┏━━
PR #2803, opened 2021-09-24
test: unify test config

ricokahler:
### Description

Unifies more of the testing config to make it easier to write tests! (Shoutout to @bjoerge for the initial work unifying this 🙌)

Specially, this PR includes a naive-but-still-useful parts aliasing mechanism.

### What to review

See the logic in the `jest.config.base.js`


.module-aliases.js
```diff
@@ -3,10 +3,12 @@
 //
 // this file is currently read by:
 // - webpack when running the dev server
+// - vite config for the workshop
 // - jest when running test suite
-// note: order matters. The most specific paths should appear first
```
bjoerge, line 7: order doesn't matter anymore?

jest.config.base.js
```diff
@@ -1,51 +1,147 @@
 const path = require('path')
```
bjoerge, line 1: maybe the file name of this one should reflect that it's no longer exporting a jest config, but a config creator? Rename to `createJestConfig.ts` or something?

jest-setup.js
```diff
@@ -0,0 +1,21 @@
+const path = require('path')
```
bjoerge, line 1: maybe this could live in the `test` directory as well?

bjoerge (approved):
LGTM! Left some minor comments inline.

.module-aliases.js
ricokahler: yeah i guess it doesn't. nice catch!

PR #2808, opened 2021-09-28
test: desk tool coverage

ricokahler:
### Description

The following PR ups the coverage of desk-tool + adds some type script improvements for documentation.

### What to review

Review the new test files:
- `DeskTool.test.tsx` which tests and documents the DeskTool behavior concerns pane emissions over time
- `helpers.test.ts` which tests and documents the current serialization/deserialization of params. Note that I tested a few scenarios that did not meet what I was expecting so i `.skip`ed them (cc @rexxars)

Review the new type changes, ensure all the terminology makes sense etc.


packages/@sanity/state-router/src/useRouterState.ts
```diff
@@ -1,15 +1,26 @@
-import {useContext, useEffect, useState} from 'react'
+import {useContext, useEffect, useState, useRef} from 'react'
 import {RouterState} from './components/types'
 import {RouterContext} from './RouterContext'
 
 export const useRouterState = (): RouterState | null => {
   const {channel, getState} = useContext(RouterContext)
   const [routerState, setState] = useState<RouterState>(getState())
 
+  // prevents "Can't perform a React state update on an unmounted component."
```
bjoerge, line 9: Do you know why this happened? Can't see any obvious reason this should not work with the current code...

packages/@sanity/desk-tool/src/DeskTool.test.tsx
```diff
@@ -0,0 +1,549 @@
+/* eslint-disable max-nested-callbacks */
+/// <reference types="@sanity/types/parts" />
+
+import {render, act} from '@testing-library/react'
+import React, {useEffect, useMemo, useState} from 'react'
+import {Subject, of} from 'rxjs'
+import {useRouter} from '@sanity/base/router'
+import * as ops from 'rxjs/operators'
```
bjoerge, line 8: wasn't clear to me when reading the code in this file that `ops` was all the rxjs operators. By established convention elsewhere we import the individual operators as we need them. Any reason to not do that here? (imo it would also be more readable if it was named `operators` instead of `ops`)

bjoerge (approved):
Great work! LGTM - left a couple of minor suggesitions/comments/questions

packages/@sanity/desk-tool/src/DeskTool.test.tsx
ricokahler: In the test file i found it pretty annoying to write imports for the different operators while deving and these test files won't ever be shipped to users so we don't have worry about tree shaking etc. maybe i just need to get better tooling for auto imports haha

packages/@sanity/state-router/src/useRouterState.ts
ricokahler: it's possible that this could happen because there is a `setState` in the clean up portion of the original `useEffect`. I'm unsure it's possible that this could occur in app but in the tests definitely spin up and tear down multiple times

packages/@sanity/desk-tool/src/DeskTool.test.tsx
```diff
@@ -0,0 +1,551 @@
+/* eslint-disable max-nested-callbacks */
+/// <reference types="@sanity/types/parts" />
+
+import * as Rx from 'rxjs'
+import * as operators from 'rxjs/operators'
+import {render, act} from '@testing-library/react'
+import React, {useEffect, useMemo, useState} from 'react'
+import {useRouter} from '@sanity/base/router'
+import {RouterProvider} from '@sanity/state-router/components'
```
mariuslundgard, line 9: Should `RouterProvider` be imported from `@sanity/base` here? Then we don’t have to depend on state-router in desk-tool (and have more parity, I believe).

```suggestion
import {RouterProvider, useRouter} from '@sanity/base/router'
```

packages/@sanity/desk-tool/package.json
```diff
@@ -57,7 +57,9 @@
   },
   "devDependencies": {
     "@sanity/base": "2.20.0",
+    "@sanity/state-router": "2.20.0",
```
mariuslundgard, line 60: I believe we can get rid of this import 🤔

PR #2809, opened 2021-09-28
fix(desk-tool): fix line when withinSelection

RitaDias:
### Description

Fix issue where the line between timeline items looked wrong when within two separate selections

| before | after |  
|--------|-------|
| image | image

### What to review

Make sure that the colours of the lines work with the different cases.
You can test it out on the test-studio on the document-actions

### Notes for release

Fix visual issue with the connecting line between timeline items.


vicbergquist (approved):
lgtm! 👍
┗━━
Description of the task ▸
Copy out every line of the entries where the string "useState" shows up.

Solution ▸
-import {useContext, useEffect, useState} from 'react'
+import {useContext, useEffect, useState, useRef} from 'react'
   const [routerState, setState] = useState<RouterState>(getState())
+import React, {useEffect, useMemo, useState} from 'react'
+import React, {useEffect, useMemo, useState} from 'react'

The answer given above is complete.